- Born: 13 July 1909 Tamil Nadu, India
- Died: 20 July 1996 (aged 87) India
- Occupation: Food technologist
- Known for: Food technology Nutritional science
- Awards: Padma Bhushan

= Arunachala Sreenivasan =

Indian nutritionist (1909–1996)

Arunachala Sreenivasan (1909–1996) was an Indian food technologist, nutritional scientist and the director of Cancer Research Institute of the Tata Memorial Centre, Mumbai.

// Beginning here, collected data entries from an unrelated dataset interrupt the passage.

PR #8667, opened 2023-03-31
[scroll-animations-1] Add note about horizontal and vertical axis still using logical direction

### LINKED ISSUE #8665: [scroll-animations-1][css-writing-modes-4] Direction of horizontal / vertical axes
It's unclear to me whether the direction horizontal and vertical increase in is defined. From [css-writing-modes-4](https://w3c.github.io/csswg-drafts/css-writing-modes-4/#horizontal-dimension):

> The physical dimensions are width and height, which correspond to measurements along the x-axis (horizontal dimension) and y-axis (vertical dimension), respectively.

This clarifies that horizontal is always the x-axis, but there was some confusion when implementing scroll-timeline whether an animation on the horizontal axis should flip or not when in an RTL scroller.

There's effectively two options (for brevity only explaining horizontal):
1. Horizontal is equivalent to inline in a horizontal writing mode and block in a vertical writing mode, but follows the respective flow direction. This means that in RTL horizontal starts at the right and increases in the left direction.
2. Horizontal always starts at the left and increases to the right.

Whichever is the chosen one, I also wanted to make sure it's clear from the spec.

# Affected specs

* Affects animation direction in [scroll-animations-1](https://drafts.csswg.org/scroll-animations-1/)
* May affect [css-scroll-snap-1](https://w3c.github.io/csswg-drafts/css-scroll-snap/#properties-on-the-scroll-container)

# Examples

## Parallax

Transform (and I believe background-position) currently can only be expressed in physical axes (See #4350). Developers may expect to be able to use `horizontal` / `vertical` so that the scroll / view timeline is also physical and work with both transform:
```css
@keyframes slide {
  from { transform: translateX(0); } /* unnecessary but included for clarity. */
  to   { transform: translateX(200px); }
}
. parallax-transform {
  animation-name: slide;
  animation-timeline: scroll(horizontal);
  position: absolute;
  left: 0; /* starts anchored to left edge */
}
```

And background-position:
```css
@keyframes bg-slide {
  from { background-position: left center; }
  to   { background-position: right center; }
}
. parallax-transform {
  animation-name: bg-slide;
  animation-timeline: scroll(horizontal);
  background-image: url('parallax-background.webp');
}
```

flackr:
Fixes #8665

### DIFF
--- a/scroll-animations-1/Overview.bs
+++ b/scroll-animations-1/Overview.bs
@@ -215,8 +215,9 @@ spec: cssom-view-1; type: dfn;
 	even if multiple elements use ''scroll()'' to refer
 	to the same [=scroll container=] with the same arguments.
 
-	Note: Progress in the horizontal or vertical axis still follows the logical scroll direction
-	which may flip depending on writing mode.
+	Note: Progress is in reference to the [=scroll origin=],
+	which can flip depending on [=writing mode=],
+	even when ''scroll-timeline-axis/horizontal'' or ''scroll-timeline-axis/vertical'' is specified.
 
 ### The {{ScrollTimeline}} Interface ### {#scrolltimeline-interface}
 
--- a/scroll-animations-1/Overview.bs
+++ b/scroll-animations-1/Overview.bs
@@ -215,6 +215,9 @@ spec: cssom-view-1; type: dfn;
 	even if multiple elements use ''scroll()'' to refer
 	to the same [=scroll container=] with the same arguments.
 
+	Note: Progress in the horizontal or vertical axis still follows the logical scroll direction
+	which may flip depending on writing mode.
+
 ### The {{ScrollTimeline}} Interface ### {#scrolltimeline-interface}
 
 	<pre class="idl">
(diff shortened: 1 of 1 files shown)


ydaniv:
For me, in general, this follows expected behavior, so a general SGTM.

flackr:
@fantasai, does this seem reasonable to add?

fantasai (changes requested):
- s/may/can/ since we're not granting RFC2119 permission here. :)
- Move the note up to right after the DL, since it's a user-facing note clarifying the stuff in the DL and the following two paragraphs are rather less interesting to users.
- This brings up an interesting question about how we measure progress for `align-content: end`...

scroll-animations-1/Overview.bs
```diff
@@ -215,6 +215,9 @@ spec: cssom-view-1; type: dfn;
 	even if multiple elements use ''scroll()'' to refer
 	to the same [=scroll container=] with the same arguments.
 
+	Note: Progress in the horizontal or vertical axis still follows the logical scroll direction
+	which may flip depending on writing mode.
```
fantasai, line 219: Possible rewrite:

```suggestion
	Note: Progress is in reference to the [=scroll origin=],
	which can flip depending on [=writing mode=],
	even when ''scroll-timeline-axis/horizontal'' or ''scroll-timeline-axis/vertical'' is specified.
```

flackr:
Thanks for the review, I like your edit and moved the note just after the dl as suggested.

fantasai (approved):
Wfm, but I think you need to rebase over the latest spec. :/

Born on 13 July 1909 in Tamil Nadu and after receiving the degree of Doctor of Science from the University of Madras in 1936, he served in various positions such as deputy director of Central Food Technological Research Institute, (1959–64), head of Biochemistry and Food Technology Division of Bhabha Atomic Research Centre, (1964–71), adviser at the Department of Atomic Energy, and as the emeritus scientist of BARC (1971–73), before superannuating from Tata Memorial Centre in 1975. He was an elected Fellow of the Indian National Science Academy and his research findings have been documented by way of several articles. The Government of India awarded him the third highest civilian honour of the Padma Bhushan, in 1974, for his contributions to science. Sreenivasan died on 20 July 1996 at the age of 87.